START RECORD EXCERPTS

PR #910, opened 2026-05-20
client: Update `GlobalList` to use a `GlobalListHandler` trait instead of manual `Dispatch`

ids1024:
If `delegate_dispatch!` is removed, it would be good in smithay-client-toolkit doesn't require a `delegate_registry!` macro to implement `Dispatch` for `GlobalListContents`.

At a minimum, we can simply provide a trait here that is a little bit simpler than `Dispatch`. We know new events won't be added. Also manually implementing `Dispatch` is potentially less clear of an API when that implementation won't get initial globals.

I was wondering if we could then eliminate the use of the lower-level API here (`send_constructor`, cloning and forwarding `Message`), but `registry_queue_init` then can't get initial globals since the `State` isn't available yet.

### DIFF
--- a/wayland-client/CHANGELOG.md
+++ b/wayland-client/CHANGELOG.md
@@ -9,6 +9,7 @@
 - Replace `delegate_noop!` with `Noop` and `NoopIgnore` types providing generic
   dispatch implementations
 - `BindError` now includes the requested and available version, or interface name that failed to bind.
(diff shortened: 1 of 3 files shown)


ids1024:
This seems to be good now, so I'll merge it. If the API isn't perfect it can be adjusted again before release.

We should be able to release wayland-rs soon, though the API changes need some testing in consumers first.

END RECORD EXCERPTS

TASK TO COMPLETE: Every record is to be retyped exactly as given.

RESULT OF THE TASK:
PR #910, opened 2026-05-20
client: Update `GlobalList` to use a `GlobalListHandler` trait instead of manual `Dispatch`

ids1024:
If `delegate_dispatch!` is removed, it would be good in smithay-client-toolkit doesn't require a `delegate_registry!` macro to implement `Dispatch` for `GlobalListContents`.

At a minimum, we can simply provide a trait here that is a little bit simpler than `Dispatch`. We know new events won't be added. Also manually implementing `Dispatch` is potentially less clear of an API when that implementation won't get initial globals.

I was wondering if we could then eliminate the use of the lower-level API here (`send_constructor`, cloning and forwarding `Message`), but `registry_queue_init` then can't get initial globals since the `State` isn't available yet.

### DIFF
--- a/wayland-client/CHANGELOG.md
+++ b/wayland-client/CHANGELOG.md
@@ -9,6 +9,7 @@
 - Replace `delegate_noop!` with `Noop` and `NoopIgnore` types providing generic
   dispatch implementations
 - `BindError` now includes the requested and available version, or interface name that failed to bind.
(diff shortened: 1 of 3 files shown)


ids1024:
This seems to be good now, so I'll merge it. If the API isn't perfect it can be adjusted again before release.

We should be able to release wayland-rs soon, though the API changes need some testing in consumers first.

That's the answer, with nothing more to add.